Assigned task. Read through the listing and copy every line that contains the word "disappear".

Input data.
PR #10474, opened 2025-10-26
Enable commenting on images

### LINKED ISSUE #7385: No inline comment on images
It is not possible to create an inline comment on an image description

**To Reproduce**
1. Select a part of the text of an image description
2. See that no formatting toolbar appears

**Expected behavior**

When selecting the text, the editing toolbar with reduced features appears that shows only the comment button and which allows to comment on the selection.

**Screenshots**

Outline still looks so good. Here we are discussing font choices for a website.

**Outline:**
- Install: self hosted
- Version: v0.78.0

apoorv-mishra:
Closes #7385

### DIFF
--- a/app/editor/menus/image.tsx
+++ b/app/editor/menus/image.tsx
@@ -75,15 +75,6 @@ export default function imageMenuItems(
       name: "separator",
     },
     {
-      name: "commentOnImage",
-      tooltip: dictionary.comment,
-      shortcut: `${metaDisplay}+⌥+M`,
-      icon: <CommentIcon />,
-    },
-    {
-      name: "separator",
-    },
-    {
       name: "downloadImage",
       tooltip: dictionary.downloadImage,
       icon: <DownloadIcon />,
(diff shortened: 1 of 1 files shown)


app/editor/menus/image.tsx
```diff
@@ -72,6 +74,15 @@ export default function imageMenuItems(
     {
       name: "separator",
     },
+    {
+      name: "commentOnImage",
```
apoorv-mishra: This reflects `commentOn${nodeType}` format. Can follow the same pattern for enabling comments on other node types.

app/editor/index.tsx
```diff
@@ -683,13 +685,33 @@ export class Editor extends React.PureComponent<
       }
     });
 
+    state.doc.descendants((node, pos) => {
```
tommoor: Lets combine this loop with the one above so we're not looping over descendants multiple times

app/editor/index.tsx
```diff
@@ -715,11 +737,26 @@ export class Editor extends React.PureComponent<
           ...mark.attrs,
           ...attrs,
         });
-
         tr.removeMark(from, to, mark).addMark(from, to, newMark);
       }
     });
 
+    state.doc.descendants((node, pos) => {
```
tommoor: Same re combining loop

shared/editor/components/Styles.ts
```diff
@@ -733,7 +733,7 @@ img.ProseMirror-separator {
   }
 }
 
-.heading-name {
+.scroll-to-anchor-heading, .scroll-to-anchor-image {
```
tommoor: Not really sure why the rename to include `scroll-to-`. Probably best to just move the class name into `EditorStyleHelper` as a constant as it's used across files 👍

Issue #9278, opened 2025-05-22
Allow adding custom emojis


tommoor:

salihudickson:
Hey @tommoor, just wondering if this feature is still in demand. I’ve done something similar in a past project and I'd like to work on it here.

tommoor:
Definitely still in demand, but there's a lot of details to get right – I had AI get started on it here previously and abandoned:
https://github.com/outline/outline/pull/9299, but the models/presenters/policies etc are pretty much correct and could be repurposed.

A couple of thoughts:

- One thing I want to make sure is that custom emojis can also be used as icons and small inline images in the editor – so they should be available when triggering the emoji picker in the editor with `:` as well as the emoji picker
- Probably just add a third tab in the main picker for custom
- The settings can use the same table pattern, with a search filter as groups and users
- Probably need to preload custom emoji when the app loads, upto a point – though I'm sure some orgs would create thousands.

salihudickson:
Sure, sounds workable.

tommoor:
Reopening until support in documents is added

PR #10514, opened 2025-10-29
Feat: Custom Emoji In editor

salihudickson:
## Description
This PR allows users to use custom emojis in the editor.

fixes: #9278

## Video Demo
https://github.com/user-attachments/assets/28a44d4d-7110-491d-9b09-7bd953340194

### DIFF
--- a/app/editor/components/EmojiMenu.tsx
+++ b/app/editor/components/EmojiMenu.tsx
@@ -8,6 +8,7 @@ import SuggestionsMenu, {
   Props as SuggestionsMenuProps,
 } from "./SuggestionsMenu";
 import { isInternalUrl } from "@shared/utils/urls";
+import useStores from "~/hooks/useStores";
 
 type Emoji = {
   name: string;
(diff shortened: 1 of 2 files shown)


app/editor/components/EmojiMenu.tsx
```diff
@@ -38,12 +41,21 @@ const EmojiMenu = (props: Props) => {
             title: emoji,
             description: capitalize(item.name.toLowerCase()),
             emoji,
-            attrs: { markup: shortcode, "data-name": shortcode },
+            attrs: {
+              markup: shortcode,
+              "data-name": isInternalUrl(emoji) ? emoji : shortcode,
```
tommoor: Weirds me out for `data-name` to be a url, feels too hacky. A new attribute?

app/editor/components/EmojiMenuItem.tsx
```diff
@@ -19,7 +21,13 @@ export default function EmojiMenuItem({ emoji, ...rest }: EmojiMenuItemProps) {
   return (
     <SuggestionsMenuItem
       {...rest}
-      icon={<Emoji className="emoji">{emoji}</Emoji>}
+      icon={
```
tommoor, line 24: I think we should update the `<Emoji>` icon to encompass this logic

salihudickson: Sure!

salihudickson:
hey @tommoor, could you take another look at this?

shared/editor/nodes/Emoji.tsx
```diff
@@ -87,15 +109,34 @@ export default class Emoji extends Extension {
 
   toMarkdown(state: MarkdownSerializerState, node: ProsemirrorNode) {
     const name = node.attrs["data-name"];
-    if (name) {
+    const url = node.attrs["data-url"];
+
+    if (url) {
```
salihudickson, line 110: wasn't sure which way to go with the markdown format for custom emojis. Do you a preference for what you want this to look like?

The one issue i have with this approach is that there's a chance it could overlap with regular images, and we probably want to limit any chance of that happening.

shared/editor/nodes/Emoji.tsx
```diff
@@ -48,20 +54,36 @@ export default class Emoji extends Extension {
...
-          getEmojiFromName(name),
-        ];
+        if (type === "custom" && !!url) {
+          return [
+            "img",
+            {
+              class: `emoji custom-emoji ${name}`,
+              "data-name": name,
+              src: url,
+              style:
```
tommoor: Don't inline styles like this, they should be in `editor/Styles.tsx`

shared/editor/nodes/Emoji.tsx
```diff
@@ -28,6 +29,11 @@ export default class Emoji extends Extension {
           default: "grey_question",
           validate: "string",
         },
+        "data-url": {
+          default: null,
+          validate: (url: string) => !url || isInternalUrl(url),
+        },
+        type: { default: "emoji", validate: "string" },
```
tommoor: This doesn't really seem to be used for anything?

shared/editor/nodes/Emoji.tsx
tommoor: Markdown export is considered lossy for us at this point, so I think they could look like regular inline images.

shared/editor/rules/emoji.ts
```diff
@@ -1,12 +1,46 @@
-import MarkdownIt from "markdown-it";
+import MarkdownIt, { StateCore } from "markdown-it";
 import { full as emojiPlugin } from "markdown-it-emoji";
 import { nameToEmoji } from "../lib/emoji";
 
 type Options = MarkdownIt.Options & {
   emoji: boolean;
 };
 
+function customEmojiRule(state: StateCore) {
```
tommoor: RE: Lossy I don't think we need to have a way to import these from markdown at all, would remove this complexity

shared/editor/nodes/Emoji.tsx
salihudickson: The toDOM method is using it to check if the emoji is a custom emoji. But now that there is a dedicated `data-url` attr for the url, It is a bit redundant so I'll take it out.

---

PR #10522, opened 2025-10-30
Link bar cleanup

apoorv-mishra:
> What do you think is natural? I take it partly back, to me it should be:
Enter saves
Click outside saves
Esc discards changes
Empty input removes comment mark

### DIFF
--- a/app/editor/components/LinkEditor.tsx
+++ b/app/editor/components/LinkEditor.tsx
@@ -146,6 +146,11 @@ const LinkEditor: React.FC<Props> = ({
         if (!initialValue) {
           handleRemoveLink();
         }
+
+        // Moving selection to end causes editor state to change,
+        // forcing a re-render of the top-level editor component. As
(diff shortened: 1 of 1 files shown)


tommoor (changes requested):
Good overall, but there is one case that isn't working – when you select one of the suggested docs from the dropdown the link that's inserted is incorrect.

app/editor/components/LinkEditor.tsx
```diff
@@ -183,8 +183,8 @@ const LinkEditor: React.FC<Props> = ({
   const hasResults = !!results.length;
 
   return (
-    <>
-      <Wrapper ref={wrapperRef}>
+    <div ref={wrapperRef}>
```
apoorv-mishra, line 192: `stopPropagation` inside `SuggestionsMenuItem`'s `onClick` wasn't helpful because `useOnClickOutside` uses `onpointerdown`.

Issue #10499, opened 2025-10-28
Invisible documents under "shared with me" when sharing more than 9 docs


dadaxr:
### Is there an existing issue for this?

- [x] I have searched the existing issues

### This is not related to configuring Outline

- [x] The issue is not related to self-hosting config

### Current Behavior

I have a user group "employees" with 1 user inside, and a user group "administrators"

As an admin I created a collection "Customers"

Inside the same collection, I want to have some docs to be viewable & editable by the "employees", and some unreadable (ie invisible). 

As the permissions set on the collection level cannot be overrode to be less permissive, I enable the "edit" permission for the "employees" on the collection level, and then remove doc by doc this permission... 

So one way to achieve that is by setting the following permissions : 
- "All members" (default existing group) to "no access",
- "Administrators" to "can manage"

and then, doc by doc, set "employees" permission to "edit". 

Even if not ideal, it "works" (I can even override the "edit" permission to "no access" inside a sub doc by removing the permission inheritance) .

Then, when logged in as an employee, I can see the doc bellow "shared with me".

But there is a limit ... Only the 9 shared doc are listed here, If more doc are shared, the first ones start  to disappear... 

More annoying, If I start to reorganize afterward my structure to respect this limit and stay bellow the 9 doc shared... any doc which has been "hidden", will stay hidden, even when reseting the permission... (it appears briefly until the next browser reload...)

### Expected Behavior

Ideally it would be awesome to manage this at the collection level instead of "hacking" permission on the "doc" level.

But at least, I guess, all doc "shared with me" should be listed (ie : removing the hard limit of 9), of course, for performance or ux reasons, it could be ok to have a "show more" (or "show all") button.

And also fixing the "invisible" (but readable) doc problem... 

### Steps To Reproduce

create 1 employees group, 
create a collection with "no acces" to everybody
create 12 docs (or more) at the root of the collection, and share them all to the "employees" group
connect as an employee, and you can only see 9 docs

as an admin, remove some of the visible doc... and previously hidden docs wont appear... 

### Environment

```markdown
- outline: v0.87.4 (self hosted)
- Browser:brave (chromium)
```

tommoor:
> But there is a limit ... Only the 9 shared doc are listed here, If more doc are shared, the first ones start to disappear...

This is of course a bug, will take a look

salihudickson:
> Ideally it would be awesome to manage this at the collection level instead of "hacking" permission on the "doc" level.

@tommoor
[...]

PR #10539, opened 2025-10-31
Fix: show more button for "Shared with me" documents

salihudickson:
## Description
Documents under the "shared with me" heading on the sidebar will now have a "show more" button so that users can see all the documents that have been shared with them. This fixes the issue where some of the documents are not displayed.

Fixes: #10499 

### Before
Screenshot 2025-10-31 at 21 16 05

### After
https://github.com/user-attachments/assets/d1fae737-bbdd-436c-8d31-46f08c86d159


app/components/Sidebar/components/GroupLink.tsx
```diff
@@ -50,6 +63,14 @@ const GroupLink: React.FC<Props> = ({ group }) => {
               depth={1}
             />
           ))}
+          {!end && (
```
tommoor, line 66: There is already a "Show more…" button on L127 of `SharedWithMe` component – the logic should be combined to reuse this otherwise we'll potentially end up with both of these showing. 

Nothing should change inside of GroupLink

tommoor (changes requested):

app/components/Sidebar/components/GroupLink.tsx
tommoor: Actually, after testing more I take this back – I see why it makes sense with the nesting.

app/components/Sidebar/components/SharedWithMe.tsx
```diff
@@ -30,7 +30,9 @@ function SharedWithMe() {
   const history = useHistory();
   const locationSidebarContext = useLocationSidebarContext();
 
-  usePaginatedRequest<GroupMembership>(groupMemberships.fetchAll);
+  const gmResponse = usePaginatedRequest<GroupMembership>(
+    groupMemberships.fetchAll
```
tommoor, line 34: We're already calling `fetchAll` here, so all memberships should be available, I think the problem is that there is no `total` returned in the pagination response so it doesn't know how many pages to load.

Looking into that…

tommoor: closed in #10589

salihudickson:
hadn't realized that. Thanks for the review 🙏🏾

Result of the exercise.
But there is a limit ... Only the 9 shared doc are listed here, If more doc are shared, the first ones start  to disappear... 
> But there is a limit ... Only the 9 shared doc are listed here, If more doc are shared, the first ones start to disappear...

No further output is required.